La brutalité frontale de la guerre actuelle renvoie les deux peuples à un conflit ancestral, avec plus d’un siècle de revendications nationales opposées, où l’histoire, bien qu’elle ait été écrite en miroir et interprétée différemment, a nourri les identités collectives des deux peuples. Pour les Israéliens, les massacres du 7 octobre ont réveillé le souvenir et les traumatismes des pires moments de l’histoire juive ; pour les Palestiniens, les destructions de leurs habitations à Gaza et les déplacements qu’elles provoquent ravivent le souvenir des expulsions de 1948. Dans ce contexte où chacun revit des pages douloureuses de son histoire, il semble nécessaire de montrer, à travers ce livre, que de chaque côté, des gens de bonne volonté ont imaginé une manière d’enseigner l’histoire qui tient compte de l’Autre, sans pour autant endosser son récit, mais dans l’espoir d’envisager un avenir de coexistence pacifique. Pour ce faire, il faut au moins commencer par entendre le récit de l’Autre.

Même s’il ne présente pas comme la panacée, Histoire de l’Autre est en soi un message important qui mérite d’être transmis aujourd’hui : ce n’est pas parce qu’il n’y a plus de perspective de paix qu’il faut assister les bras croisés à la dégradation de la situation sans rien faire. Et comme nous avons malheureusement du recul sur ce conflit, nous savons que les périodes les plus violentes sont suivies de périodes durant lesquelles le dialogue reprend.

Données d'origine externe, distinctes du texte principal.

PR #117, opened 2026-04-23
[Gemm] Add tile_K parameter and enable 2CTA for tile_m=128

wangyang59:
Add tile_K parameter (default None, SM100/SM110 only) to all GEMM APIs
  so callers can set the K tile size instead of relying on the default.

Par ailleurs, il n’y a pas d’alternative au dialogue pour aboutir à un règlement définitif. Ni les Israéliens ni les Palestiniens ne se réveilleront un beau matin en constatant que l’Autre a disparu comme par enchantement. Les deux peuples seront toujours présents, avec leurs
revendications respectives. Il faudra donc trouver un compromis entre des forces politiques prêtes à faire les choix nécessaires pour garantir la coexistence pacifique des deux nations. C’est la raison pour laquelle les Israéliens et les Palestiniens ont besoin d’outils pour permettre aux générations futures de suivre le chemin tracé par leurs aînés et le poursuivre à leur tour.